Ему ответили дружным хохотом. И только потому никто не заметил, как зарделась Настя, вызвавшись помогать Трусову.
До делянки от Лыковского хутора было километра два, не больше. Но все равно пришлось идти туда на лыжах: сугробы по пояс.
Еще не совсем рассвело, когда школьники дошли до места. Руководить всей работой лесничий поручил Федору Федоровичу и однорукому леснику Силантию, молодому мужику, который уже успел побывать на фронте, как побывал там и ягодновский председатель Трунов.
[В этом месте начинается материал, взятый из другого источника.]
PR #1696, opened 2025-07-02
build: Refactor visibility logic and add override

real-or-random:
This is less invasive than #1695. The latter might be the right thing in a new library (and then we'd probably not support autotools in the first place), but any semantic change to this code has the potential to create news bug, or at least breakages for downstream users.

Брынкин и Силантий развели ребят по участкам, объяснили, какие деревья нужно валить. Тех, кто имел опыт, лесники поставили на повал, а остальных — на обрубку сучьев, на распиловку и трелевку. Норма на каждого небольшая: по два с половиной кубометра.
Когда совсем рассвело, вовсю кипела работа. «Лесорубы» распугали тишину. Она улетела куда-то в глушь лесную и спряталась там, как прячутся чуткие птицы.
Далеко-далеко по лесу разносилось разноголосое пение пил, удары и звяканье топоров… Полыхали костры. Огромные нервные огненные языки лизали морозный воздух. Пахло дымом, свежими опилками, душистой смолой… То и дело раздавались тревожные и в то же время какие-то радостные крики:
— Поберегись!
А после слышался зловещий скрип. Потом дерево, рассекая морозный воздух, летело к земле. Глухой удар! И вздрогнет под снегом земля. И тут же, как проворные дятлы, начинали стучать топоры… А пилы все пели и пели…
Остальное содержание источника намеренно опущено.